## WORK INSTRUCTION
Work through the entries below and show every line in which "later" is found.

## GIVEN RECORDS
··········
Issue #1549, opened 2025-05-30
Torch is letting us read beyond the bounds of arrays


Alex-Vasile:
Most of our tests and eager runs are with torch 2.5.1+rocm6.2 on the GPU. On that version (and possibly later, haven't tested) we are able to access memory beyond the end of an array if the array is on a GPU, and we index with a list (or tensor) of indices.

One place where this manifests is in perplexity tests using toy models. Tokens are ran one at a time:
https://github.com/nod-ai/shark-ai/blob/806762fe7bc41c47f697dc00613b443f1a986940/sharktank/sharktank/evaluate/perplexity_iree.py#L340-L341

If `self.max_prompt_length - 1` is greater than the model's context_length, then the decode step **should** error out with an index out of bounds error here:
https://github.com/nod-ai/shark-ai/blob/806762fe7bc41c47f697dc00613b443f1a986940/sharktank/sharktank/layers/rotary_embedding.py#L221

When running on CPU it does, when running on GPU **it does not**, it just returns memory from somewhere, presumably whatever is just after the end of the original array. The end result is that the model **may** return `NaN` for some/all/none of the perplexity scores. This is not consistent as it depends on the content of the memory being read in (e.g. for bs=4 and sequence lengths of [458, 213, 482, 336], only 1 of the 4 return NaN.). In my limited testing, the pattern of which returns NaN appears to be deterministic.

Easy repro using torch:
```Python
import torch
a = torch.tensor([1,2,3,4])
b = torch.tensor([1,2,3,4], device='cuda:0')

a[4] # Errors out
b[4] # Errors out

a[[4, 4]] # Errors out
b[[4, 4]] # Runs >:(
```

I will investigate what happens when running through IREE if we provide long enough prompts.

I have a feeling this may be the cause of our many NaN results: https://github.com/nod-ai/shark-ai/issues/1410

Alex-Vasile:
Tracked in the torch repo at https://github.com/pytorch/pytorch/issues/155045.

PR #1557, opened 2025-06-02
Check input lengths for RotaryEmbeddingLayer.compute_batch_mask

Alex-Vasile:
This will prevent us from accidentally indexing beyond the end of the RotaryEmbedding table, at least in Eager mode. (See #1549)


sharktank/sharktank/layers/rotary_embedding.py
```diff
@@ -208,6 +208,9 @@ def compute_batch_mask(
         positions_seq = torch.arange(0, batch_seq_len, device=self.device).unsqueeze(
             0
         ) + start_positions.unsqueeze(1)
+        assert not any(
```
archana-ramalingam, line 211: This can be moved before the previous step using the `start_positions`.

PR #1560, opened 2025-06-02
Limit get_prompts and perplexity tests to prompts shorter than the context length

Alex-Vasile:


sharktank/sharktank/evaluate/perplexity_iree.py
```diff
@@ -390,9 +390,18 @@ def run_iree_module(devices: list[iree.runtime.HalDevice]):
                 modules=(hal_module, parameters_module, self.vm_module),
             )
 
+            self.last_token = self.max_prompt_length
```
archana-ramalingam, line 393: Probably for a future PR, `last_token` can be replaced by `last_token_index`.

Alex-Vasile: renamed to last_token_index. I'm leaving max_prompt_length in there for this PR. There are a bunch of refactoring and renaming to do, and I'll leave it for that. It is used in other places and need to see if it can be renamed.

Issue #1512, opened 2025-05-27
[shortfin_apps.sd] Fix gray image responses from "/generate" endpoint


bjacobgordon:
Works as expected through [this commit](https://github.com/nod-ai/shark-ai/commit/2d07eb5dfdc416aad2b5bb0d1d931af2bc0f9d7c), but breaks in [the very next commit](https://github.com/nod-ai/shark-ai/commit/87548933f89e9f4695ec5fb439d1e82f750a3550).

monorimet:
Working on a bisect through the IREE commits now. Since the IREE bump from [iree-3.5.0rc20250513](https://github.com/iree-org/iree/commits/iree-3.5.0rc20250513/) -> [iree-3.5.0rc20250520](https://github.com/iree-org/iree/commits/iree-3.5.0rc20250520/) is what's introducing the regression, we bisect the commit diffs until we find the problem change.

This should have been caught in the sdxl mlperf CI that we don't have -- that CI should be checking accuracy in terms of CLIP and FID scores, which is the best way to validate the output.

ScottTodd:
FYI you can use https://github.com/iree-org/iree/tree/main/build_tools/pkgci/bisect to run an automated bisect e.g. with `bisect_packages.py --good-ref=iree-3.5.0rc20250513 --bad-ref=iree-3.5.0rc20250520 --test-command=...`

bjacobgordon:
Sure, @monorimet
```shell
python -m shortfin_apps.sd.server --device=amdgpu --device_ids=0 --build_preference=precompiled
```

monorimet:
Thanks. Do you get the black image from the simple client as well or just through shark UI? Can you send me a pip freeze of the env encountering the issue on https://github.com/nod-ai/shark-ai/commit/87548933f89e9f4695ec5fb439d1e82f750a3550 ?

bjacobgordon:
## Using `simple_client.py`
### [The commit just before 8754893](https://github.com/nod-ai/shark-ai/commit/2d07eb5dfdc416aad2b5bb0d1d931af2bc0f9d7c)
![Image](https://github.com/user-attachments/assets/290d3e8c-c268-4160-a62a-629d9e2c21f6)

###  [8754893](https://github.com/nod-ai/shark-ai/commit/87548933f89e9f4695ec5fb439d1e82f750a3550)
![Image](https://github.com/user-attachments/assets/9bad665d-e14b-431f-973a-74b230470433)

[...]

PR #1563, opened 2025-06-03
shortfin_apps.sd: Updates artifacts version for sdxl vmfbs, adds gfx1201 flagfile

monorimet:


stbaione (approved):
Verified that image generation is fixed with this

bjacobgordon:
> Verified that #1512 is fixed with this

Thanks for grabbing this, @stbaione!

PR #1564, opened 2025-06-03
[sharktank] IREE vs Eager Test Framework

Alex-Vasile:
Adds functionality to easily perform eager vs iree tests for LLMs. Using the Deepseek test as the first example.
··········
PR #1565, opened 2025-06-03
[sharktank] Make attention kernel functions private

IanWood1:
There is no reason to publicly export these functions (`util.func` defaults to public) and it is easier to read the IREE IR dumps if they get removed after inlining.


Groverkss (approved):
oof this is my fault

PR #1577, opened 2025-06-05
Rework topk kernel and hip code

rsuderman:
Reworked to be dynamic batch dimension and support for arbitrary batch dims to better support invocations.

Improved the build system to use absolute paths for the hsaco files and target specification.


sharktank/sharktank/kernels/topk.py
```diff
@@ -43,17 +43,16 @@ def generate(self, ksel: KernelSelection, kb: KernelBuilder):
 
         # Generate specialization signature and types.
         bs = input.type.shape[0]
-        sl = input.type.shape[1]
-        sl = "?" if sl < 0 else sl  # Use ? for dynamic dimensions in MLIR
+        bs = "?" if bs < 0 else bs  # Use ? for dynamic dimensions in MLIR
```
··········
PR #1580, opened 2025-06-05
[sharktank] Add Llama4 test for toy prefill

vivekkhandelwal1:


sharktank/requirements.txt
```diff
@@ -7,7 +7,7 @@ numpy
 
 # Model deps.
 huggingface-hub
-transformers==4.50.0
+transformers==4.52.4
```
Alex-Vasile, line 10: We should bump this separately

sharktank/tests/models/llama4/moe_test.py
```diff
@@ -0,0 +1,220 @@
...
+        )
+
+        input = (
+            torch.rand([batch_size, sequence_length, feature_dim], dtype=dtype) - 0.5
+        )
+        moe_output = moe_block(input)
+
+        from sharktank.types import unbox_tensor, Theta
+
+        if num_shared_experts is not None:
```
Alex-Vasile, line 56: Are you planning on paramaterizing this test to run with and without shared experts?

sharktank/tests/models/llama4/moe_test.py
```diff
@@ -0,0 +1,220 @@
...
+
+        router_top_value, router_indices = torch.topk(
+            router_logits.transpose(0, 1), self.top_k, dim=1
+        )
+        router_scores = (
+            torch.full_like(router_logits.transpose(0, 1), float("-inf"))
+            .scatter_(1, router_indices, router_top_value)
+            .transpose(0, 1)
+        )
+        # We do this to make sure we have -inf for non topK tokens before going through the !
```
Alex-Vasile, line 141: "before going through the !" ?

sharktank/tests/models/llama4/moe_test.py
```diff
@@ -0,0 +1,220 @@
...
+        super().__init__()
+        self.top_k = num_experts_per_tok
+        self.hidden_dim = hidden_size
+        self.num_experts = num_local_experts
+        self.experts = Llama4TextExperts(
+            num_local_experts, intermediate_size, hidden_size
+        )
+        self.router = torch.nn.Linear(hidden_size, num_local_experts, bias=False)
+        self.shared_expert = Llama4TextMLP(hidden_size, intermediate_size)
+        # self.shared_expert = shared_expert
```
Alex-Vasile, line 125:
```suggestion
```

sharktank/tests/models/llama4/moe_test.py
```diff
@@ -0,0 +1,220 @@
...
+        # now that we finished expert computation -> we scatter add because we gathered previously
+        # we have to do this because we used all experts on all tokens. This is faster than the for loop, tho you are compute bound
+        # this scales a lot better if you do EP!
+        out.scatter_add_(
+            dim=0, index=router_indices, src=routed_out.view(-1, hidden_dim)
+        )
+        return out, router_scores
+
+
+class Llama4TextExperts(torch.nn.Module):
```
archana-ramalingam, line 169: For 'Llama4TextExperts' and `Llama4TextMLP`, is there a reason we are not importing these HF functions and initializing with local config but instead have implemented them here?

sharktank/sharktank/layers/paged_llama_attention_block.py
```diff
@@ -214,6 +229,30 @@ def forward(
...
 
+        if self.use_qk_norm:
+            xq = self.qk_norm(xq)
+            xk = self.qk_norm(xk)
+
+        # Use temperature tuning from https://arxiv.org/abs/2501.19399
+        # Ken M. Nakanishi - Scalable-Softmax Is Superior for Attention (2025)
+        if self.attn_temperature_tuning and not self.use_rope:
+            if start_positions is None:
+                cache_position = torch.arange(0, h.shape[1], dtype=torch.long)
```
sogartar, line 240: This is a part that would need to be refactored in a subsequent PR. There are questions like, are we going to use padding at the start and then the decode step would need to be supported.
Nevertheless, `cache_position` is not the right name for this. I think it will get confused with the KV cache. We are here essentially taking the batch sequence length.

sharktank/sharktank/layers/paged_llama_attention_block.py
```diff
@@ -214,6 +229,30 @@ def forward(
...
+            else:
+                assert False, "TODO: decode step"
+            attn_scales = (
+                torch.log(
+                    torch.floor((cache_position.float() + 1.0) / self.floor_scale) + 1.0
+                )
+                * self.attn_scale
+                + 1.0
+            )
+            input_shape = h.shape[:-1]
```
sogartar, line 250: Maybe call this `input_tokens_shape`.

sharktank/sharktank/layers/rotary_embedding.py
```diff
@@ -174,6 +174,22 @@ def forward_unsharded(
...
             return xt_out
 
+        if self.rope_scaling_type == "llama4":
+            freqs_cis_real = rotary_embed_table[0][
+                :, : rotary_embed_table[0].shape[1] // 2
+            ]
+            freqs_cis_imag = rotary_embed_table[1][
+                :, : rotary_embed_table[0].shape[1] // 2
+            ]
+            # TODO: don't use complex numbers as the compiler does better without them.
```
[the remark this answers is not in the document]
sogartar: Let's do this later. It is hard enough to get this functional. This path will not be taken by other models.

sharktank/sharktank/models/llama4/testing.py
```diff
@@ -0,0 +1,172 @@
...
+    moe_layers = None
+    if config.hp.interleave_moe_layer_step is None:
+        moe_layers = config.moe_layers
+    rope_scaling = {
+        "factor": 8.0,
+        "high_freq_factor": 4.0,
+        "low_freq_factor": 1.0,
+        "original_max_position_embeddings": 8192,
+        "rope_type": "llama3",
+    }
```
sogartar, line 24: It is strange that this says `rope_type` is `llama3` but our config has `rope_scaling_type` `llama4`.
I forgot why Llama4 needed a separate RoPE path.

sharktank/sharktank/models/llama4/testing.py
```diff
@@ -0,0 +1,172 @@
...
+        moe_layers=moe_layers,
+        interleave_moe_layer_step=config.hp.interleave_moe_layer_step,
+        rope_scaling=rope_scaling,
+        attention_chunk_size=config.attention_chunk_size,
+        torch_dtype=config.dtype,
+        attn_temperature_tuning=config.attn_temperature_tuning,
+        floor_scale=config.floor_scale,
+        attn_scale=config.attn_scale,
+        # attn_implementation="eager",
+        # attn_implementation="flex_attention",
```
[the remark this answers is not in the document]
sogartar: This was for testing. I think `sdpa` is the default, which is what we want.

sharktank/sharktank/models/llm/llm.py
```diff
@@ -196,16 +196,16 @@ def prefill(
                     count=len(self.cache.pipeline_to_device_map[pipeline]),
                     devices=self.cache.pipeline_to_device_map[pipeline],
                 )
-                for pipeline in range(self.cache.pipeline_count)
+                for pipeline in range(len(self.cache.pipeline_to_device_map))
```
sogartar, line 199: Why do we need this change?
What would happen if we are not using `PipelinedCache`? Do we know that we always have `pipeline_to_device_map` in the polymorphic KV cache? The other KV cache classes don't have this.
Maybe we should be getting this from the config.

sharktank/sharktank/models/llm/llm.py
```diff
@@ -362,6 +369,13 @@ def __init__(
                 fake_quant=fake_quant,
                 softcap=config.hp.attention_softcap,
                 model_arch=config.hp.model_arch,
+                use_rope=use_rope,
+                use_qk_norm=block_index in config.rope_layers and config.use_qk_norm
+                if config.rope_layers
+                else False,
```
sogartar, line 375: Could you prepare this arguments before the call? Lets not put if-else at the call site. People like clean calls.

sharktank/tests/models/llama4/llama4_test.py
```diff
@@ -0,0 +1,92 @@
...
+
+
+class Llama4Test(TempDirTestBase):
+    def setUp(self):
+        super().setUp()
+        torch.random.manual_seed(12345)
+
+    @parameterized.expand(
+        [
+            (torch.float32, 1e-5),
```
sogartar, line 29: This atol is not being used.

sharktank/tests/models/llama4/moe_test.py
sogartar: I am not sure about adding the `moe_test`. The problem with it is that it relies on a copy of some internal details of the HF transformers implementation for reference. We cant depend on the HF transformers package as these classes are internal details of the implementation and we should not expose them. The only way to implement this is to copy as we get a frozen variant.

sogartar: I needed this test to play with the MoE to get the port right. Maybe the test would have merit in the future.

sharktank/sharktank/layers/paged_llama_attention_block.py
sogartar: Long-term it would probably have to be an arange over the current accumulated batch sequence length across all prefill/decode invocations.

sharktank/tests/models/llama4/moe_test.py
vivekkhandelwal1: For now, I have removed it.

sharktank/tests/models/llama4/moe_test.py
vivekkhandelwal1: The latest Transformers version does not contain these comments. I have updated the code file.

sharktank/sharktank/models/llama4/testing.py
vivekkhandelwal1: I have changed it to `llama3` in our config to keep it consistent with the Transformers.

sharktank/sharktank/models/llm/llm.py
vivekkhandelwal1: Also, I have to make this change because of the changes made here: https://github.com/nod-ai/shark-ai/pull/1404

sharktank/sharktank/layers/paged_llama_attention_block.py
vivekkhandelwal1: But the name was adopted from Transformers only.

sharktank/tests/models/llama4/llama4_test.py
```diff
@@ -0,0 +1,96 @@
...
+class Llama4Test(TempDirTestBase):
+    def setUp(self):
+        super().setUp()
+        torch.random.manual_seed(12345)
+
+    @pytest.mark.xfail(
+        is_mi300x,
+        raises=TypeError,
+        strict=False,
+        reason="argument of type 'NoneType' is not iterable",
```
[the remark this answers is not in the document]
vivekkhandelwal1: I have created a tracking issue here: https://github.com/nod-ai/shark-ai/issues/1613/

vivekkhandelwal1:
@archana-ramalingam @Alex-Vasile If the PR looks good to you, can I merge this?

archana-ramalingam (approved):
··········
## ANSWER BOX
Most of our tests and eager runs are with torch 2.5.1+rocm6.2 on the GPU. On that version (and possibly later, haven't tested) we are able to access memory beyond the end of an array if the array is on a GPU, and we index with a list (or tensor) of indices.
sogartar: Let's do this later. It is hard enough to get this functional. This path will not be taken by other models.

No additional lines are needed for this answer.